5. The preparation method according to claim 3, characterized in that, The heat treatment temperature is 400~500℃, and the heat treatment time is 3.5~5 h.

6. The preparation method according to claim 3, characterized in that, The sacrificial agent is triethanolamine.

7. The preparation method according to claim 3, characterized in that, The platinum source includes one or more of platinum acetylacetonate, chloroplatinic acid, potassium chloroplatinate, potassium chloroplatinate, platinum nitrate, or ammonium chloroplatinate, preferably chloroplatinic acid; Alternatively, the mass ratio of platinum element in the platinum source to graphitic carbon nitride nanosheets is 1:

100.

8. The application of the graphite-phase carbon nitride supported platinum-iron bimetallic single-atom composite material according to claim 1 or 2, or the graphite-phase carbon nitride supported platinum-iron bimetallic single-atom composite material prepared by any one of claims 3 to 7, as a photocatalyst.

9. The application as described in claim 8, characterized in that, The applications include: catalytic water splitting for hydrogen production under visible light.
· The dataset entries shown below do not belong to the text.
PR #4456, opened 2023-02-13
Work with a copy of Fusion preferences on launch

movalex:
## Brief description
Fusion preferences will be copied to the predefined `~/.openpype/hosts/fusion/prefs` folder (or any other folder set in system settings) on launch.

## Description
The idea is to create a copy of existing Fusion preferences, maintaining all path maps and interface tweaks, adding an OpenPype menu only for the instance launched with the OP Launcher.
By default the setting is turned off, so no file copy process is performed without asking. Instead the clean Fusion preferences file is created by the host app in the `~/.openpype/hosts/fusion/prefs` folder, then some modifications applied to this file: 
forced Python3, forced English interface, Openpype specific pathmaps set up).
If the `copy_prefs` is toggled, a copy of current Fusion preferences is created in the predefined location, then they are altered the same way as above. The operation is run only once, on the first launch, unless the `force_sync [Always sync preferences on launch]` is toggled.
English interface is forced because the `FUSION16_PROFILE_DIR` environment variable is not read otherwise (seems to be a Fusion bug).


openpype/hosts/fusion/hooks/pre_fusion_setup.py
```diff
@@ -16,19 +20,80 @@ class FusionPrelaunch(PreLaunchHook):
...
+    def get_copy_fusion_prefs_settings(self):
+        """Get copy prefserences options from the global application settings"""
+        copy_status = copy_path = None
+        try:
+            copy_status, copy_path, force_sync = get_system_settings()["applications"]["fusion"][
+            "copy_fusion_settings"].values()            
+        except ValueError:
+            self.log.error('Copy prefs settings not found')
+        finally:
+            return copy_status, Path(copy_path).expanduser(), force_sync
```
iLLiCiTiT, line 63: Try won't save you from crashing on `None` value passed to `Path`. Also explicit access to settings keys is preferred.
```suggestion
        copy_fusion_settings = (
            self.data
            ["system_settings"]
            ["applications"]
            ["fusion"]
            .get("copy_fusion_settings", {})
        )
        if not copy_fusion_settings:
            self.log.error("Copy prefs settings not found")
        copy_status = copy_fusion_settings.get("copy_status", False)
        force_sync = copy_fusion_settings.get("force_sync", False)
        copy_path = copy_fusion_settings.get("copy_path") or None
        if copy_path:
            copy_path = Path(copy_path).expanduser()
        return copy_status, copy_path, force_sync
```

openpype/hosts/fusion/hooks/pre_fusion_setup.py
```diff
@@ -16,19 +20,80 @@ class FusionPrelaunch(PreLaunchHook):
 
     """
     app_groups = ["fusion"]
+    PROFILE_NUMBER = 16
```
iLLiCiTiT, line 23: What is this number?

openpype/hosts/fusion/hooks/pre_fusion_setup.py
```diff
@@ -48,14 +113,21 @@ def execute(self):
...
+        # Add custom Fusion Master Prefs and the temporary profile directory variables
+        # to customize Fusion to define where it can read custom scripts and tools from
         self.log.info(f"Setting OPENPYPE_FUSION: {FUSION_HOST_DIR}")
         self.launch_context.env["OPENPYPE_FUSION"] = FUSION_HOST_DIR
 
-        pref_var = "FUSION16_MasterPrefs"   # used by Fusion 16, 17 and 18
-        prefs = os.path.join(FUSION_HOST_DIR, "deploy", "fusion_shared.prefs")
-        self.log.info(f"Setting {pref_var}: {prefs}")
-        self.launch_context.env[pref_var] = prefs
+        copy_status, openpype_fusion_profile_dir, force_sync = self.get_copy_fusion_prefs_settings()
```
iLLiCiTiT, line 123: Unhandled case when `openpype_fusion_profile_dir` is None. Also would make the variable shorter `fusion_profile_dir`?

openpype/settings/defaults/system_settings/applications.json
```diff
@@ -835,6 +835,11 @@
                 "linux": "/opt/Python/3.6/bin"
             }
         },
+        "copy_fusion_settings": {
+            "copy_prefs": false,
+            "prefs_path": "~/.openpype/hosts/fusion/prefs",
```
iLLiCiTiT, line 840: This should be maybe empty by default.
```suggestion
            "prefs_path": "",
```

openpype/hosts/fusion/hooks/pre_fusion_setup.py
```diff
@@ -48,14 +113,21 @@ def execute(self):
...
+        if copy_status:
+            prefs_source = self.get_profile_source()
+            self.copy_existing_prefs(prefs_source, openpype_fusion_profile_dir, force_sync)
+        fusion_profile_dir_variable = f"FUSION{self.PROFILE_NUMBER}_PROFILE_DIR"
+        master_prefs_variable = f"FUSION{self.PROFILE_NUMBER}_MasterPrefs"
+        openpype_master_prefs = Path(FUSION_HOST_DIR, "deploy", "fusion_shared.prefs")
```
iLLiCiTiT, line 129: There is no reason for prefix `openpype_` -> `master_prefs` should be fine

EmberLightVFX:
~/ doesn't point to anywhere on Windows.
Even if `Path().expanduser()` would resolve it it would confuse me as a windows user a lot thinking the feature would break even if it in the end would work.

EmberLightVFX:
I also think it would be better to move this feature from the System tab over to the Project tab.
That way we could build upon this PR to be able to include specific project paths that also would be added
Something like Nukes Gizmo menu:
image
There we could have each default prefs folder set already and under options we could add custom path-maps for each project.
That feature could come later on and not needed for this first PR 🙂
but could be good to just have everything in place for that kind of expansion.

openpype/hosts/fusion/hooks/pre_fusion_setup.py
movalex: This is an odd thing. I guess BlackmagicDesign devs intended to make the `FUSION_PROFILE_DIR` to be version specific, so from the v16 they made it to be `FUSION16_PROFILE_DIR`. But then they abandoned this, and despite it is already version 18, still `FUSION16_PROFILE_DIR` is used. I added the variable in case they would break this in future version (they really could), so we could easily change the version or disable it.

openpype/hosts/fusion/api/lib.py
```diff
@@ -302,10 +302,25 @@ def get_frame_path(path):
     return filename, padding, ext
 
 
-def get_current_comp():
-    """Hack to get current comp in this session"""
+def get_fusion():
```
iLLiCiTiT, line 305: This looks like a function from Nuclear power plant :)
```suggestion
def get_fusion_module():
```

openpype/hosts/fusion/api/lib.py
```diff
@@ -302,10 +302,25 @@ def get_frame_path(path):
...
+    """Get current Fusion instance"""
     fusion = getattr(sys.modules["__main__"], "fusion", None)
-    return fusion.CurrentComp if fusion else None
+    return fusion
+
+
+def get_current_comp():
+    """Get current comp in this session"""
+    fusion = get_fusion()
+    if fusion:
```
iLLiCiTiT, line 314: Who knows what is implemented under `__bool__`...
```suggestion
    if fusion is not None:
```

openpype/hosts/fusion/api/lib.py
```diff
@@ -302,10 +302,25 @@ def get_frame_path(path):
...
+        comp = fusion.CurrentComp
+        return comp
+
+
+def get_comp_filename():
+    """Get comp's Filename"""
+    comp = get_current_comp()
+    if comp:
```
iLLiCiTiT, line 322:
```suggestion
    if comp is not NOne:
```

openpype/hosts/fusion/api/lib.py
```diff
@@ -302,10 +302,25 @@ def get_frame_path(path):
...
+
+def get_current_comp():
+    """Get current comp in this session"""
+    fusion = get_fusion()
+    if fusion:
+        comp = fusion.CurrentComp
+        return comp
+
+
+def get_comp_filename():
```
iLLiCiTiT, line 319: Why was this function created? The logic could stay in `current_file` as it's only place where is used.

openpype/hosts/fusion/api/lib.py
EmberLightVFX: I guess you meant to write `if comp is not None:` and not `NOne`

openpype/hosts/fusion/hooks/pre_fusion_setup.py
iLLiCiTiT: Maybe add small comment above it so any future devs know "why the hell"...

openpype/settings/defaults/system_settings/applications.json
movalex: I thought about this string as a default value that would work out of the box on any host. Say, first setup, check the `Copy` checkbox, boom, now you have working preferences already. But probably I should work more to the @EmberLightVFX suggested way, and set the prefs location project-wise...

EmberLightVFX: It could place the preference file in a folder named after the project by default. That way nothing will be overwritten by different project.

openpype/hosts/fusion/api/lib.py
movalex: I used `get_comp_filename` [here](https://github.com/movalex/OpenPype/blob/807fd736fc7ce26b6e2553cfa9c1c53d7e13360f/openpype/hosts/fusion/api/workio.py#L28),  to maintain the .lib functions logic.

openpype/settings/entities/schemas/system_schema/host_settings/schema_fusion.json
```diff
@@ -19,6 +19,36 @@
             "label": "Environment",
             "type": "raw-json"
         },
+        {
+            "type": "splitter"
+        },
+        {
+            "type": "dict",
```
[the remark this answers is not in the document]
movalex: Do you think move it to the project setting only or leave it in system too? So if there's no per project project override, system would be used?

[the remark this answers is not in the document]
EmberLightVFX: > Do you think move it to the project setting only or leave it in system too? So if there's no per project project override, system would be used?

The project tab have settings that gets used by default by all projects if not changed so that would apply on all projects automatically. I don't see any need to have it in the system tabs too.

openpype/hosts/fusion/api/lib.py
iLLiCiTiT: That's my point. The function `get_comp_filename` is used only in `current_file` (which is requirement) so why to have 2 functions doing the same thing?

movalex: Yeah, I see. Probably a misunderstanding here. I though the `lib` is a functions hub, and the `workio` is one of the modules that is using it. So while the func is used only once now, it may be used later by another modules. But I can revert that for sure.

iLLiCiTiT: Well it's changing based on needs. Workio is/was categorized "lib hub" for workfiles. The lib.py is more likely uncategorized, or contains functions that are used on multiple places and there is no way how to put it to a better place to avoid cross imports. It matters on usage and host implementation (and developer). At this moment `get_comp_filename` is just a duplicate.

EmberLightVFX:
I wanted to try the PR out this weekend but I had some problems with my OP instance the few hours I had on me so I couldn't fully try the feature and/or write some own code.
Any how I do have some thoughts:

* `Copy Fusion settings on launch` should be renamed to `Copy local Fusion profile on launch` to make it more clear what it's actually doing. I think we should change settings to profile as profile is the correct Fusion terminology.
* Do we want to place the newly created profiles at `~/.openpype`? Does anything else in OPs ecosystem do that? For me it feels more logical if the default location is where Fusion stores its profiles. As it's still under a user-folder (%appdata% on Windows) there won't be any problems for multi-user computers doing this.
* On that node, I think `Local prefs directory` should be renamed to `Local profiles directory` as profile is the correct Fusion terminology. I can understand using `prefs` in the name as the pref file itself ends with `.prefs` but later on it would be nice if a project could for example set a custom `VidModes.def` that also lives in the profiles folder.
* I feel we need to have the default Linux, Mac and Win profile-dir location so it won't be confusing for any user, at least not for any windows user like myself. Especially if we will use the fusion profiles folder for the profile location.
* The location should be able to use template keys (https://openpype.io/docs/admin_settings_project_anatomy#available-template-keys), especially `{project[name]}` so the default path could be `%AppData%\Blackmagic Design\Fusion\Profiles\{project[name]}` so each project can get its own profiles folder and preferences.
* `Force sync preferences` should be renamed to `Resync local preferences on startup` to make it more clear what the option does. Currently for me `Copy Fusion settings on launch` and `Force sync preferences` mean the same without any context.

It's really sad I couldn't try the feature yet as mentioned above as this is the biggest problem Fusion in OP currently have and I love that it's about to finally be fixed!

For a future update I would love to add options to add custom pathmaps directly within OpenPype that those would be added together with the OpenPype pathmap in Fusion so all of those things would be setup easily by a TD :)

movalex:
I have also found one more inconsistency here. The local OP folder if used by the launcher disregarding if the `Copy local Fusion profile on launch` is enabled or not. If it is disabled, the empty profile will be created in the default folder anyway. So I guess we don't need the toggle there. So the settings may look like this:
image
As for the default folder location, I can't see how moving the copy of the profiles to the default profiles folder could be easily done for the multiplatform users. On Windows the profile is stored in `%AppData%`, on MacOS it is in the `~/Library/Application Support`, on Linux, I guess, it is in the `~/.fusion` folder. My intention was to make the default folder to work on any platform, so the user could just start Fusion with Launcher and see the OpenPype menu right away. Later they may specify any other paths they like. Also it would not be logical to store the profile in the default Fusion Profiles: folder, because it's location may be already overridden by the `FUSION16_PROFILE_DIR` environment variable by any reason. 
> Do we want to place the newly created profiles at ~/.openpype? Does anything else in OPs ecosystem do that?

I think one of the modules used to place stuff to the `~/.pypeclub` folder. I guess that location is somewhat deprecated now. I believe the `~/.openpype` location is pretty tenable. 
I wonder whether there should be any code changes so the `{project[name]}`  names would be supported, or it is parsed by default?

movalex:
> The problem with the current way is if a studio wants to place all the profiles in a specific location 

Right, I agree with that. But I wonder if adding three more paths would make the setup too complex. What if we just store the profile in the project's {root}? It is already set up, and it is both project and platform specific. Thus by specifying the profile location to the {root}/.fusion_profile/{username} we'd just keep the settings simple. And the profile settings will have just a `do copy / force re-sync` toggles. I would just need to know how to access these variables in the code...

EmberLightVFX:
> What if we just store the profile in the project's {root}?

I can go with that :) What does people at OP say about that? Is that an ok way to go for user settings?

> I would just need to know how to access these variables in the code...

Maybe best to as in the developer channel on their discord.

> Or even better, first check if the FUSION16_PROFILE_DIR exists, then create the OP Fusion profile folder there, otherwise do that in the project's folder.

The problem I see with this is that the check would be hidden so the user might expect it to end up in the specified folder in the settings but it ends up somewhere else. Maybe add a checkbox in the settings for that? But then again, that would then maybe mess up how a project is setup, if some have `FUSION16_PROFILE_DIR` setup on their computer and others doesn't.
I do think that `FUSION16_PROFILE_DIR` should be possible in the path, exactly like `%appdata%` is if so if a studio wants to use it they could just enter `FUSION16_PROFILE_DIR` in the path.

> I think we should not specify the {username} for the profile storage, because it is already regulated by the FUSION_PROFILE variable. If it is not set, Default folder is used.

If we don't, won't profiles be overwritten by all the different users? If all the files gets put in the same location.
Stuff like multi monitor setups would be messed up.

movalex:
> Is that an ok way to go for user settings?

I will ask on Discord

> The problem I see with this is that the check would be hidden so the user might expect it to end up in the specified folder in the settings but it ends up somewhere else.

Agree, it is not the best to do something silently, but I tend to log.info everything, including the paths for copying process. The `FUSION16_PROFILE_DIR` is a user variable, thus, if the studio is sophisticated enough to specify this folder for each user, we need to use their logic here. 

> If we don't, won't profiles be overwritten by all the different users? 

Same goes here. I wonder, do you assume there may be multiple OP users working under the same Windows account? I believe this is hardly possible. If the studio or the user had specified the profile directory or the profile name for the current user with the variable, we should respect that. Otherwise we just store the profiles in the project's folder, which, I assume frankly, would be so in 99.6% of the cases. 

> Maybe add a checkbox in the settings for that?

Yes, I think this is a way for that for sure. Like 2 more toggles: `Respect the FUSION16_PROFILE_DIR variable` and `Respect the FUSION16_PROFILE variable`. If only the the first is checked, the profile folder is created in the location specified by the variable, and the folder will be a {project[name]}. If only second is checked, the folder will appear in the project folder, and the parent name will be specified by the `FUSION_PROFILE`. And so on. 

P.S. This is all very boring, but I like it :)

EmberLightVFX:
> Agree, it is not the best to do something silently, but I tend to log.info everything, including the paths for copying process. The FUSION16_PROFILE_DIR is a user variable, thus, if the studio is sophisticated enough to specify this folder for each user, we need to use their logic here.

That's why the studio can place `{FUSION16_PROFILE_DIR}` in the profile path if they want to use it. Nothing will then be hidden from anyone and won't be "hidden" in the logs ether for more simpler users that doesn't check the massive amount of info the logs spit out.

>> If we don't, won't profiles be overwritten by all the different users?

> Same goes here. I wonder, do you assume there may be multiple OP users working under the same Windows account? I believe this is hardly possible.

But if we place the config in the same folder for everyone (as this is a project setting), then it would overwrite the profile for all machines, not just the local one as the projects folder isn't machine-account specific. That's why `{username}` would be needed so each OP user would get its own folder and its own config.
A nice bonus with this is for studios with a bunch of computers where users switching around. What ever computer you end up using you would have your config moved with it :)

> Yes, I think this is a way for that for sure. Like 2 more toggles: Respect the `FUSION16_PROFILE_DIR` variable and Respect the `FUSION16_PROFILE` variable.

I think it's better to just allow the OP admin to use those variables in the the path if they want to use it. Less obscured settings that could potentially confuse people not knowing about `FUSION16_PROFILE_DIR` and `FUSION16_PROFILE` the better.
Also, `FUSION16_PROFILE_DIR` and `FUSION16_PROFILE` would mostly be used within a pipeline and if a studio changes pipeline from X to OpenPype, maybe they just need to adjust to the way OpenPype works as you would need with a bunch of other options in OP.

openpype/settings/defaults/system_settings/applications.json
BigRoy: I'd prefer this in Project Settings instead. We'd likely have this value across all projects but it'd be very nice for a particular project to have very customized Fusion prefs on its own.

The path itself seems like a fine default path too me.

BigRoy:
> I think it's better to just allow the OP admin to use those variables in the the path if they want to use it. Less obscured settings that could potentially confuse people not knowing about FUSION16_PROFILE_DIR and FUSION16_PROFILE the better.
Also, FUSION16_PROFILE_DIR and FUSION16_PROFILE would mostly be used within a pipeline and if a studio changes pipeline from X to OpenPype, maybe they just need to adjust to the way OpenPype works as you would need with a bunch of other options in OP.

I agree with this. Let's just make it so that OpenPype has settings that specify the FUSION16_PROFILE_DIR (and if needed the FUSION16_PROFILE too) unless we think that gets in the way with a lot of things.

But I'd say since OpenPype manages environment variables, etc. too I feel like we shouldn't leave this open to something outside of OpenPype. 

> I can go with that :) What does people at OP say about that? Is that an ok way to go for user settings?

I personally wouldn't want the default to be per project. There's no other OpenPype application that does something along those lines as far as I know, other than maybe Unreal Engine integration which is a beast of its own. I'd set a default that wouldn't be unique per project but just the "OpenPype profile". If a studio wants per project profiles they can customize as they see fit.

EmberLightVFX:
> I personally wouldn't want the default to be per project. There's no other OpenPype application that does something along those lines as far as I know, other than maybe Unreal Engine integration which is a beast of its own. I'd set a default that wouldn't be unique per project but just the "OpenPype profile". If a studio wants per project profiles they can customize as they see fit.

So in short there would be only one OpenPype profile for all projects but if the studio wants to use per project they can just use `{project[name]}` to create one per project? That sounds logical and good.
For us we would need the `{project[name]}` as we use custom pathmaps per project. I can make an addition to this PR later to handle that.

So where do we land on the default profile location? Inside of the projects folder? Inside Fusions default profile folder?
@BigRoy @movalex

BigRoy:
> So in short there would be only one OpenPype profile for all projects but if the studio wants to use per project they can just use {project[name]} to create one per project? That sounds logical and good.
For us we would need the {project[name]} as we use custom pathmaps per project. I can make an addition to this PR later to handle that.

Actually, the user wouldn't even need `{project[name]}` since if we have this setting as a project setting they could even hardcode a project specific location. But yes, I'd expect that if they by default want per project unique/fresh Fusion preferences then it'd be `{project[name]}` or alike.

> So where do we land on the default profile location? Inside of the projects folder? Inside Fusions default profile folder?

To me [the `~/.openpype` one you had here](https://github.com/ynput/OpenPype/pull/4456#issuecomment-1437323044) seemed decent to me. If inside Fusion's default profiles directory which I think is also ok, we just need to make sure it doesn't interfere with the actual fusion default and still be unique to OpenPype, no?

EmberLightVFX:
> If inside Fusion's default profiles directory which I think is also ok, we just need to make sure it doesn't interfere with the actual fusion default and still be unique to OpenPype, no?

As long as we add {user} and/or {project[name]} to the path there shouldn't be any problems, so we don't overwrite the default preference.

> To me [the ~/.openpype one you had here](https://github.com/ynput/OpenPype/pull/4456#issuecomment-1437323044) seemed decent to me. If inside Fusion's default profiles directory which I think is also ok

My vote goes to Fusions default profiles directory, movalex vote to the ~/.openpype... dir and BigRoy is split 😅 
I can accept ~/.openpype as long as there are defaults for Linux, Mac and Windows as the studio I work for uses both Win and Mac and the dirs location won't have the same path for both systems.

BigRoy:
@movalex Do you need anything at this stage to move this forward?

movalex:
> @movalex Do you need anything at this stage to move this forward?

I think I fixed all the notes I've got so far. And it seems to work as expected. I went with default local Fusion prefs location to `~/.openpype` folder, this way the OP menu will appear to the user disregarding whether they pre-modified the settings or not, which I think is a good thing. 
The only part left is to make the copy_path string to comply with the [template keys convention](https://openpype.io/docs/admin_settings_project_anatomy/#available-template-keys). For instance, support the `{root[work]}` as a shortcut to the project folder, and so on. This would be an amazing addition, but also quite a task to do. As @iLLiCiTiT noted it is not possible to inherit the project anatomy functions (of this is how I got this), the template keys are supported only by the Project Anatomy, and not the Project Settings. And if they were, this would slow down the settings response, and they are already not too fast. Really, 10-15 seconds until the OP preferences dialogue opens and then another 10 sec while saving the changes is quite a bit of a wait already.
Probably making a local function that 'just' parses the input and replaces the {root} tag with the data info would be a solution, and I already tried this way, but this could potentially open some hell of the user parsing nuances I'm not quite ready to. 
TL:DR I'm a lazy ass.

BigRoy:
> Really, 10-15 seconds until the OP preferences dialogue opens and then another 10 sec while saving the changes is quite a bit of a wait already.

This delay is mostly UI actually - it's solved in Ayon (OP v4) as far as I know.

> The only part left is to make the copy_path string to comply with the [template keys convention](https://openpype.io/docs/admin_settings_project_anatomy/#available-template-keys). For instance, support the {root[work]} as a shortcut to the project folder, and so on. This would be an amazing addition, but also quite a task to do. As @iLLiCiTiT noted, it is not possible to inherit the project anatomy functions (or this is how I got this).

Since this is being formatted in the pre-launch hook that should be totally fine to accept anatomy formatting. Right @iLLiCiTiT. I recall the reply on the discussion before was more about supporting the formatting en masse on any/all path settings in OpenPype which would be much slower (so much settings!) and I'd say dangerous even because there might be entries where we wouldn't want that to happen at all.

movalex:
> here might be entries where we wouldn't want that to happen at all.
I guess to address that there might be added a special type in the schema, say `"type": "templated_path"` or something?

iLLiCiTiT:
> Since this is being formatted in the pre-launch hook that should be totally fine to accept anatomy formatting. 

It is as @BigRoy said, it's totally fine to do it. The issue is "auto-fill" of settings getters. There are so many potential usecases how the template could be filled that it is just not possible. Some settings should be filled with site roots some without, some are for totally different usage and have nothing to do with anatomy roots or the values are filled on different machine which have different roots. Also for load of settings you would need to get anatomy, somehow go through values and find out if they should be filled and do it -> all of this is massive slowdown.

BTW Since AYON will also settings work in slightly different way.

10. A method for photocatalytic water splitting to produce hydrogen, characterized in that, Includes the following steps: A suspension is obtained by mixing the photocatalyst, the sacrificial agent, and water. A light source is applied to the mixture to perform photocatalytic hydrolysis and produce hydrogen gas; The photocatalyst is the graphite-phase carbon nitride supported platinum-iron bimetallic single-atom composite material according to claim 1 or 2, or the graphite-phase carbon nitride supported platinum-iron bimetallic single-atom composite material prepared by the preparation method according to any one of claims 3 to 7.